Remember that you pretty much only ever need to install a package with install.packages() once on a given device1, while you’ll need to load it using the library() function at the start of each R session that you want to use that package.

Today we’ll be using the tidyverse package. If you haven’t installed tidyverse, you’ll need to first install it on your computer using the install.packages() function, then load it into your current R session using the library() function:

# note: install.packages REQUIRES quotes around the package name
install.packages("tidyverse")
# for library you can use quotes or not, doesn't matter
library(tidyverse)

If you have already installed tidyverse on your computer, then you just need the library() function:

library(tidyverse)

If you actually never closed your RStudio session from yesterday (which also means your computer must still be running), then you don’t even need to run the library() function.

Reading in data from a file

In theory, you can just read the code in with one line:

gapminder <- read_csv("gapminder.csv")

Did that work for you? It may or may not. To know why, we need to talk a bit about how files are organized on your computer, and where R looks for things when you tell it to read in a file. This can be a bit painful and confusing at first, but once you know a bit about it, you can choose some systems that work for you.

A file path is the path to a folder (directory) or file on your computer. File paths are specified in reference to a root directory or a home directory. So for example, on my computer, the file path “~/Documents/CSSS-math-camp-2024/gapminder.csv” means that in my home directory (signified by “~”), there should be a “Documents” folder, and in there should be a “CSSS-math-camp-2024” folder, and in there should be a file called “gapminder.csv”. This path may or may not exist; it’s an address, and a file may or may not actually live there, and one of those folders might not actually be in the folder it’s supposed to be in, etc.

File paths can be absolute or relative. An absolute file path is defined with reference to the root directory. For example, “/Users/jessicakunke/Documents/CSSS-math-camp-2024/gapminder.csv” is an absolute file path. On a Windows machine, the root directory is usually “C:\”, and the slashes in the path are all backward slashes “\” instead of forward slashes “/”. On Mac and Linux machines, the root directory is usually “/”.

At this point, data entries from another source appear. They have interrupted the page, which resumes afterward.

PR #1456, opened 2025-01-29
fix: improper poll state overwrite

isekovanic:
## CLA

- [x] Code changes are tested

This PR fixes a case of overwriting the poll cache when we should not do that. Essentially, hydrating all messages in `messageSet.messages` whenever `channel.query` is invoked does 2 things:

- Takes in all of the new messages and hydrates the cache with them (they do not exist in the cache yet)
- Also takes in the old messages, which were used as a basis to paginate on top of and rehydrates the cache with them (they already existed in the cache before)

The problem here is; since we do not update `message.poll` objects at all, but rather use them as an ID reference towards the cache - these polls are stale (since they're retrieved from the stale state and not as an HTTP response). The state is then overwritten with the stale data until we query all messages again.

The bug is particularly noticeable if we do some state changes to a poll (for example vote on it, add some answers or similar) and then paginate elsewhere within the messages (up or down). We can see that the poll will reset back to the state it had on the initial load.

## Changelog

-

### DIFF
--- a/src/channel.ts
+++ b/src/channel.ts
@@ -1211,7 +1211,7 @@ export class Channel<StreamChatGenerics extends ExtendableGenerics = DefaultGene
       }),
     };
 
-    this.getClient().polls.hydratePollCache(messageSet.messages, true);
+    this.getClient().polls.hydratePollCache(state.messages, true);
 
     const areCapabilitiesChanged =
       [...(state.channel.own_capabilities || [])].sort().join() !==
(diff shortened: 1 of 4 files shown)


isekovanic:
Our `queryChannels` hydration logic also had the same bug (when paginating channels for example). It's fixed with https://github.com/GetStream/stream-chat-js/pull/1456/commits/299a3afc2dff315f8cfc8320808c351894563558.

Thanks @MartinCupela for pointing it out !

MartinCupela (approved):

tl;dr: use a double backslash instead of a single backslash throughout your Windows file paths.

The deets:

Unfortunately, R and other languages use backslashes as an “escape character”. What does that mean? Consider how character values have to be surrounded by double quotes to indicate it’s a character value instead of a variable/object/function name. Then what do you do if your character string includes double quotes? You “escape” the quotes with a backslash:

# these two lines won't work if you uncomment them
# print("He said "whooooaaa"")
# cat("He said "whooooaaa"")

# but these work; note the different output of print and cat
print('He said \"whooooaaa\"')
cat('He said \"whooooaaa\"')

As a result, if you want to include a backslash as a character, you need to escape it with another backslash:

# these two lines won't work if you uncomment them
#   specifically, they expect you to type more (they think the commands aren't 
#   complete) because the \" is interpreted as part of the character string and
#   it's expecting another " to end the character string
# print("C:\User\Desktop\")
# cat("C:\User\Desktop\")

# but these work
print("C:\\User\\Desktop\\")
cat("C:\\User\\Desktop\\")

A relative file path is defined with reference to an arbitrary location. For example, “data/gapminder.csv” means, look in your current directory for a folder called “data”, and in there, look for a file called “gapminder.csv”.

Reading in the data with gapminder <- read_csv("gapminder.csv") will work if RStudio knows to look in the directory that contains our dataset. You can use the command getwd() (for “get working directory”) to see where RStudio is currently looking for your files. Any relative file paths you use are relative to this working directory. So when you say the file you want is “gapminder.csv”, you’re looking for that file in this directory.

You can organize your R projects using absolute paths, but this is not what I recommend if you are sharing your code or collaborating with others.

  • Check out setwd() and getwd()
  • In the RStudio Files pane, navigate to the data set you want, click the gear, select “Copy folder path to clipboard”, then paste that file path wherever you want the file path (e.g. inside read_csv()).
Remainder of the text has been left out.